Total TV screens will increase from 182 million in 2023 to 202 million by 2026, with the mix changing significantly in favor of connected TVs. The situation post 2026 could be quite different, once wired broadband crosses 60 million to 70 million homes and 5G connections scale significantly. At this point, the report states that connected TVs are expected to start scaling more quickly, and reach 100 million by 2030, while linear TV homes drop to 140 million, of which 57 million would be free TV homes.

Dgital: India recorded 1.19 billion telecom subscriptions, which indicates a stable digital infrastructure landscape. Although 5G proliferated, with 130 million subscriptions, 4G continues to dominate the market. Connected TV saw a 50 percent growth as internet penetration continues to rise. The broadband market is growing with subscriptions numbers recording 904 million. It is inevitable that smartphone users have grown and consequently, the average usage time continues to rise.
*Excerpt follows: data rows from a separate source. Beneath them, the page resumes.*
PR #537, opened 2023-07-03
Solution

3lobites:


app/main.py
```diff
@@ -2,4 +2,79 @@ class Cargo:
...
+        for key, values in kwargs.items():
+            if key == "name":
+                self.name = values
+            if key == "weight":
+                self.weight = values
+            if key == "coords":
+                if values is None:
+                    self.coords = [0, 0]
+                else:
+                    self.coords = values
```
olena-hul, line 30: This looks weird. Adjust your args to accept name, weight and coords explicitly

olena-hul: Fix in all classes

olena-hul (changes requested):

3lobites:
But I protest! I'm an artist, that's how I see it :)

app/main.py
```diff
@@ -2,4 +2,97 @@ class Cargo:
...
```
YukihiroSM, line 30: Why do you need to get the same variables from kwargs, if they are already processed previously? Also, kwargs will not contain `name`, `weight`, `coords`, because these variable names are already in use.

app/main.py
```diff
@@ -2,4 +2,97 @@ class Cargo:
...
+    def get_info(self) -> str:
+        return f"Robot: {self.name}, Weight: {self.weight}"
+
+
+class FlyingRobot(BaseRobot):
+    def __init__(
+            self,
+            name: str = "",
+            weight: int = 0,
+            coords: list = None,
```
YukihiroSM, line 53: List of what? 
Add more detailed type hint like `list[SOME_DATA_TYPE]`

app/main.py
```diff
@@ -2,4 +2,97 @@ class Cargo:
...
+            self.coords = coords
+
+        if "max_load_weight" not in kwargs:
+            self.max_load_weight = 0
+        else:
+            self.max_load_weight = kwargs["max_load_weight"]
+        if "current_load" not in kwargs:
+            self.current_load = None
+        else:
+            self.current_load = kwargs["current_load"]
```
YukihiroSM, line 90: these variables should be delivered into __init__ in the same way as name, weight, coords.

YukihiroSM: Also, you can use ternary operator here.

YukihiroSM (changes requested):

3lobites:
Removed unnecessary kwargs in classes. The ternary operator is used - it's really half-hearted. 
Yesterday in the test "test_deliver_robot_hook_load_cargo_is_not_heavy" it seemed to me that "max_load_weight" and "current_load" are swapped :(

app/main.py
```diff
@@ -2,4 +2,69 @@ class Cargo:
...
         self.weight = weight
 
-# write your code here
+
+class BaseRobot:
+    def __init__(
+            self,
+            name: str = "",
+            weight: int = 0,
+            coords: list[int] = None
```

app/main.py
```diff
@@ -2,4 +2,69 @@ class Cargo:
...
+    def get_info(self) -> str:
+        return f"Robot: {self.name}, Weight: {self.weight}"
+
+
+class FlyingRobot(BaseRobot):
+    def __init__(
+            self,
+            name: str = "",
+            weight: int = 0,
+            coords: list[int] = None
```

app/main.py
```diff
@@ -2,4 +2,69 @@ class Cargo:
...
+
+
+class DeliveryDrone(FlyingRobot):
+    def __init__(
+            self,
+            name: str = "",
+            weight: int = 0,
+            coords: list[int] = None,
+            max_load_weight: int = 0,
+            current_load: Cargo = None
```

app/main.py
```diff
@@ -2,4 +2,69 @@ class Cargo:
...
+    ) -> None:
+        super().__init__(name, weight, coords)
+        self.coords = [0, 0, 0] if coords is None else coords
+        self.max_load_weight = max_load_weight
+        self.current_load = current_load
+
+    def hook_load(self, cargo: Cargo) -> None:
+        if self.current_load is None:
+            if cargo.weight <= self.max_load_weight:
```
Bohdan-Salamakha, line 66: unite these if conditions

Bohdan-Salamakha (changes requested):

3lobites:
Simplified the condition in function "hook_load". Used the type annotation "Optional"

Bohdan-Salamakha (approved):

Despite high app downloads of 26.4 billion, India was behind in monetizing this potential, with users spending half their time on social media apps. Video viewership progressed, while content platforms focused on localizing, particularly in popular genres of drama, action and thrillers. Enhanced digital engagement led to different patterns in content consumption and advertising. The year also saw the growth of digital ad spending by 15 percent, predominantly in search and social media. By 2026, the digital segment is expected to grow to Rs 955 billion with an increased focus on governance.

Digital advertising grew 15 percent in 2023 to reach Rs 576 billion. Growth was led by e-commerce advertising and social media, with search and social media comprising 72 percent of total ad revenues. Between 800,000 and one million SME and long-tail advertisers spent over Rs 200 billion on digital media, primarily on performance advertising on Google, Meta, and e-commerce platforms. Eight advertising categories spent over 30 percent of their budgets on digital media.

Eight categories spent over 30 percent of their total ad spends on digital. These are telecom (spent 64 percent on digital), ecommerce (61 percent), pharma (49 percent), FMCG, BFSI, Automotive, Consumer durables and M&E.